Innovation and agility go hand-in-hand. If you’re told no, you have to go and find a way to gain a yes. You must think outside of the box sometimes to enable your business to succeed. Just because you’ve done one thing a certain way doesn’t mean you can’t change. Being innovative and agile is all about recognising new opportunities and chasing after them.

Agility requires resilience. You must be able to evolve because those that don’t become extinct. Agility gives you the ability to navigate the forests, the woods, and the jungles of life and business ownership. Agility is what ensures business survival. While it’s easier said than done, at the end of the day, you will find the future is bright if you decide to be adaptive.

Courage
To be both resilient and agile, you need to be courageous. It isn’t easy to understand and recognise a problem and then go after finding a solution, especially when you’re a small to medium-sized business owner. Doubts and uncertainty can overwhelm even the most high-level business executives – especially when your business is your passion. It can be difficult to make seemingly risky decisions if it’s difficult to perceive how it’ll help you in the future.

Working as a General in the Army Reserves, I saw courage being performed every day. But sometimes the most courageous act I would see was someone realising there’s a problem, trying to tackle it, and then getting it wrong. They would usually expect me to get mad but really, I was impressed. That’s because they had the tenacity and bravery to try and solve a problem themselves and while it didn’t turn out right, they would always keep trying.

This is something that every SME business leader should understand. Being courageous is about trying something, getting it wrong and then trying again. The worst thing you can do as a leader is to simply give up because you are scared.

Energy
While my three key ingredients, resilience, agility, and courage, are critical for business success, I also believe that protecting your energy and looking after yourself is just as important. Being a small to medium-sized business owner can sap your energy and force you to adopt unhealthy habits. But I want to tell you that your health is the most important thing, and you must take care of it.

You have to take quiet time as a business owner. Taking care of your physical and mental health should be a priority just as much as your business ambitions. You can’t have one without the other. Celebrate the small wins and focus on the positives when you can. Sometimes it can be easy to get lost in everything that isn’t quite right or is going wrong, and while these are important to acknowledge, they can also cause unnecessary stress.

When I was in the military there was a saying, “We do more by 9 am than anyone else in the world” – and it was true. Waking up early, exercising and sticking to a regimented routine meant both our success individually and as a unit. I continue to live by these principles today. While I’m not saying everyone should wake up at 4 am and work out as I do, I do believe that everyone gets more done in the morning than they’ll ever do in the evening. Being a successful SME business owner is about recognising where you put your energy and when you’re most energetic. It’s about understanding yourself and aligning your actions with your business goals.

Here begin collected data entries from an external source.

PR #4811, opened 2020-03-21
Package for Guile 1.8.8

mgubi:
I've renamed the package guile1 to avoid conflicts with the already existing package guile which is for version 2.2.4. The two versions are incompatible and some programs still require guile 1.8 to run.

### DIFF
--- a/dev-scheme/guile/guile1-1.8.8.recipe
+++ b/dev-scheme/guile/guile1-1.8.8.recipe
@@ -116,7 +116,7 @@ INSTALL()
 	make install
 
 	rm -f "$libDir"/charset.alias
-#	rm -f "$libDir"/lib*.la
+	rm -f "$libDir"/lib*.la
 	rm -f "$libDir"/guile/$portVers/extensions/*.la
 	rm -f "$libDir"/guile/$portVers/extensions/*.a
 
--- a/dev-scheme/guile/guile1-1.8.8.recipe
+++ b/dev-scheme/guile/guile1-1.8.8.recipe
@@ -54,6 +54,9 @@ REQUIRES="
 	lib:libreadline$secondaryArchSuffix
 	lib:libunistring$secondaryArchSuffix
 	"
+CONFLICTS="
+	guile$secondaryArchSuffix
+	"
 
 PROVIDES_devel="
 	guile${secondaryArchSuffix}_devel = $portVersionCompat
--- a/dev-scheme/guile/guile1-1.8.8.recipe
+++ b/dev-scheme/guile/guile1-1.8.8.recipe
@@ -128,19 +128,19 @@ INSTALL()
 	rm -f "$libDir"/guile/$portVers/extensions/*.la
 	rm -f "$libDir"/guile/$portVers/extensions/*.a
 
-	prepareInstalledDevelLib libguile
-	prepareInstalledDevelLib libguilereadline-v-17
-	prepareInstalledDevelLib libguile-srfi-srfi-1-v-3
-	prepareInstalledDevelLib libguile-srfi-srfi-13-14-v-3
-	prepareInstalledDevelLib libguile-srfi-srfi-4-v-3
-	prepareInstalledDevelLib libguile-srfi-srfi-60-v-2
+	prepareInstalledDevelLibs libguile \
+		libguilereadline-v-17 \
+		libguile-srfi-srfi-1-v-3 \
+		libguile-srfi-srfi-13-14-v-3 \
+		libguile-srfi-srfi-4-v-3 \
+		libguile-srfi-srfi-60-v-2
 
 	fixPkgconfig
 
 	packageEntries tools \
-		"$commandBinDir"/guile\
-		"$commandBinDir"/guile-snarf\
-		"$commandBinDir"/guile-tools\
+		"$commandBinDir"/guile \
+		"$commandBinDir"/guile-snarf \
+		"$commandBinDir"/guile-tools
 
 	packageEntries devel \
 		"$commandBinDir"/guile-config \
--- a/dev-scheme/guile/guile1-1.8.8.recipe
+++ b/dev-scheme/guile/guile1-1.8.8.recipe
@@ -118,9 +118,9 @@ INSTALL()
 	rm -f "$libDir"/guile/$portVers/extensions/*.a
 
 	prepareInstalledDevelLib libguile
-	prepareInstalledDevelLib libguilereadline-v-17 
-	prepareInstalledDevelLib libguile-srfi-srfi-1-v-3 
-	prepareInstalledDevelLib libguile-srfi-srfi-13-14-v-3 
+	prepareInstalledDevelLib libguilereadline-v-17
+	prepareInstalledDevelLib libguile-srfi-srfi-1-v-3
+	prepareInstalledDevelLib libguile-srfi-srfi-13-14-v-3
 	prepareInstalledDevelLib libguile-srfi-srfi-4-v-3
 	prepareInstalledDevelLib libguile-srfi-srfi-60-v-2
 
--- a/dev-scheme/guile/guile1-1.8.8.recipe
+++ b/dev-scheme/guile/guile1-1.8.8.recipe
@@ -98,7 +98,7 @@ BUILD_PREREQUIRES="
 	cmd:gperf
 	cmd:grep
 	cmd:make
-	cmd:ld
+	cmd:ld$secondaryArchSuffix
 	cmd:pkg_config$secondaryArchSuffix
 	cmd:sed
 	"
@@ -148,7 +148,6 @@ INSTALL()
 		"$commandBinDir"/guile-config \
 		"$dataDir"/aclocal \
 		"$developDir"
-
 }
 
 TEST()
--- a/dev-scheme/guile/guile1-1.8.8.recipe
+++ b/dev-scheme/guile/guile1-1.8.8.recipe
@@ -130,7 +130,7 @@ INSTALL()
 	fixPkgconfig
 
 	packageEntries devel \
-		"$binDir"/guile-config \
+		"$commandBinDir"/guile-config \
 		"$dataDir"/aclocal \
 		"$developDir"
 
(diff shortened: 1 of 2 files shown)


dev-scheme/guile/guile1-1.8.8.recipe
```diff
@@ -0,0 +1,142 @@
...
+	prepareInstalledDevelLib libguilereadline-v-17
+	prepareInstalledDevelLib libguile-srfi-srfi-1-v-3
+	prepareInstalledDevelLib libguile-srfi-srfi-13-14-v-3
+	prepareInstalledDevelLib libguile-srfi-srfi-4-v-3
+	prepareInstalledDevelLib libguile-srfi-srfi-60-v-2
+
+	fixPkgconfig
+
+	packageEntries devel \
+		"$binDir"/guile-config \
```
Begasus: For secondary architecture you need:
```diff
- 		"$binDir"/guile-config \
+ 		"$commandBinDir"/guile-config \
```

dev-scheme/guile/guile1-1.8.8.recipe
```diff
@@ -0,0 +1,142 @@
...
+
+	make $jobArgs
+}
+
+INSTALL()
+{
+	make install
+
+	rm -f "$libDir"/charset.alias
+#	rm -f "$libDir"/lib*.la
```
Begasus: I think you can enable this one :) No need for *.la files in $libDir

mgubi: done.

dev-scheme/guile/guile1-1.8.8.recipe
```diff
@@ -0,0 +1,146 @@
...
+	commandBinDir=$prefix/bin
+fi
+
+libguileVersion="17.4.0"
+libguileVers="${libguileVersion%.*}"
+libguileVersionCompat="$libguileVersion compat >= ${libguileVersion%%.*}"
+portVersionCompat="$portVersion compat >= ${portVersion%%.*}"
+portVers="${portVersion%.*}"
+
+PROVIDES="
```
extrowerk: It would be better to split up the main packe. It should only contain the runtime libs, nothing else, and the commands should go into guile_tools or something, so the 2 different runtime could be installed parallel.

extrowerk: You should change the 2.x recipe too to accomplish this.

dev-scheme/guile/guile1-1.8.8.recipe
```diff
@@ -0,0 +1,146 @@
...
+	sed --in-place '/HAVE_SYS_MMAN_H/d' config.h
+
+	make $jobArgs
+}
+
+INSTALL()
+{
+	make install
+
+# rename to avoid conflicts with newer guile verions (allow parallel install)
```
extrowerk: Split the binaries into a subpackage instead, please. Change the 2.x recipe accordingly.

dev-scheme/guile/guile1-1.8.8.recipe
mgubi: It seems a viable strategy, better than my hack. Maybe the libraries should go into guile1_lib and the executable into a guile1 package. What do you think? Where I can read about splitting a package?

mgubi: OK. I found the docs. I'm implementing the change with libraries in guile1 and tools in guile1_tools as you suggest (seems the most obvious way, given the docs)

mgubi: > You should change the 2.x recipe too to accomplish this.

There is no need now to split also the guile 2.x recipe. There is no runtime conflict anymore between libraries and is natural that the more recent package provide both libraries and executable. It will be a unnecessary complexification to split all the packages without reason. I would tend to leave the guile 2.x recipe as it is now. Everything works at present.

dev-scheme/guile/guile1-1.8.8.recipe
```diff
@@ -0,0 +1,155 @@
...
+	rm -f "$libDir"/lib*.la
+	rm -f "$libDir"/guile/$portVers/extensions/*.la
+	rm -f "$libDir"/guile/$portVers/extensions/*.a
+
+	prepareInstalledDevelLib libguile
+	prepareInstalledDevelLib libguilereadline-v-17
+	prepareInstalledDevelLib libguile-srfi-srfi-1-v-3
+	prepareInstalledDevelLib libguile-srfi-srfi-13-14-v-3
+	prepareInstalledDevelLib libguile-srfi-srfi-4-v-3
+	prepareInstalledDevelLib libguile-srfi-srfi-60-v-2
```
Begasus: These should be combined with "prepareInstalledDevelLibs"

mgubi: Ok. I'm fixing and checking right now. The splitting of the package into base and tools  as suggested by @extrowerk  solves the conflicts with guile 2.2. So I think I'm done, unless you see some other packaging problems. I've also updated accordingly the PR #4812 for TeXmacs.

Begasus: Hope I'll get some time to check the things, but so far it looks OK

mgubi: No hurry. I just wanted to be sure was on the radar. I would like to announce soon that TeXmacs is officially in Haiku. :)

dev-scheme/guile/guile1-1.8.8.recipe
```diff
@@ -0,0 +1,155 @@
...
+}
+
+INSTALL()
+{
+	make install
+
+	rm -f "$libDir"/charset.alias
+	rm -f "$libDir"/lib*.la
+	rm -f "$libDir"/guile/$portVers/extensions/*.la
+	rm -f "$libDir"/guile/$portVers/extensions/*.a
```
Begasus: @korli any thoughts on this? I know we don't like the *.la in the packages, but I the *.a files should be OK?

Begasus: Haven't checked ... but maybe the option "--disable-static" could resolve this?

mgubi: > @korli any thoughts on this? I know we don't like the *.la in the packages, but I the *.a files should be OK?

I copied this part from the recipe of Guile 2.2 . Where can I read about Haiku policies for libraries?  
Anyway I'm right now checking if --disable-static works (seem indeed that it does).

mgubi: Even with --disable-static added, the build process produces .la files. As far as I understand .la files are needed for libtool. Are they removed in Haiku?

Begasus: They are removed in Haiku yes, some recipes still have a mention "remove libtool file(s)"

Begasus: https://github.com/haikuports/haikuports/search?q=remove+libtool+file&unscoped_q=remove+libtool+file

korli: Static libraries aren't usually used on Haiku. But for ABI unstable projects they can still make sense.

Begasus: I think you can leave --disable-static out and use the remove of the *.la files, if there is a specific reason you want to remove the *.a files also I think we are good here :)

Begasus: Running a final build, install (with guile 2.2.4 installed) and check TeXmacs then

mgubi: Great! Thanks.

mgubi: Btw, I appreciate very much the carefulness you all put in this. Impressive.

dev-scheme/guile/guile1-1.8.8.recipe
```diff
@@ -0,0 +1,157 @@
...
+	lib:libiconv$secondaryArchSuffix
+	lib:libintl$secondaryArchSuffix
+	lib:libltdl$secondaryArchSuffix
+	lib:libncurses$secondaryArchSuffix
+	lib:libreadline$secondaryArchSuffix
+	lib:libunistring$secondaryArchSuffix
+	"
+
+PROVIDES_tools="
+	guile1${secondaryArchSuffix}_tools$secondaryArchSuffix = $portVersionCompat
```
Begasus: One to many ... 
```diff
- 	guile1${secondaryArchSuffix}_tools$secondaryArchSuffix = $portVersionCompat
+ 	guile1${secondaryArchSuffix}_tools = $portVersionCompat
```

mgubi: too fast...

dev-scheme/guile/guile1-1.8.8.recipe
```diff
@@ -0,0 +1,157 @@
...
+	packageEntries tools \
+		"$commandBinDir"/guile \
+		"$commandBinDir"/guile-snarf \
+		"$commandBinDir"/guile-tools
+
+	packageEntries devel \
+		"$commandBinDir"/guile-config \
+		"$dataDir"/aclocal \
+		"$developDir"
+
```
Begasus: Please remove empty line here

dev-scheme/guile/guile1-1.8.8.recipe
```diff
@@ -0,0 +1,157 @@
...
+	devel:libreadline$secondaryArchSuffix
+	devel:libunistring$secondaryArchSuffix
+	"
+BUILD_PREREQUIRES="
+	cmd:awk
+	cmd:gcc$secondaryArchSuffix
+	cmd:gperf
+	cmd:grep
+	cmd:make
+	cmd:ld
```
Begasus: Maybe:
```diff
- 	cmd:ld
+ 	cmd:ld$secondaryArchSuffix
```

Begasus:
LGTM, let's merge :) Thanks for your patience :)

mgubi:
Great. Thanks to you for the detailed handling. :)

From my experience as a Brigadier General in the United States Army Reserves and as a CEO of two small to medium-sized businesses, I know it’s important to align your lifestyle with your personal and business ambitions. If you acknowledge and create a life around the three key ingredients to business success, resilience, agility, and courage, I know that your business will be set up for long-term success. Each day, you must choose to work hard, be brave, and never default to giving up. Ask yourself this question: What actions can you change, right now, to gain greater success?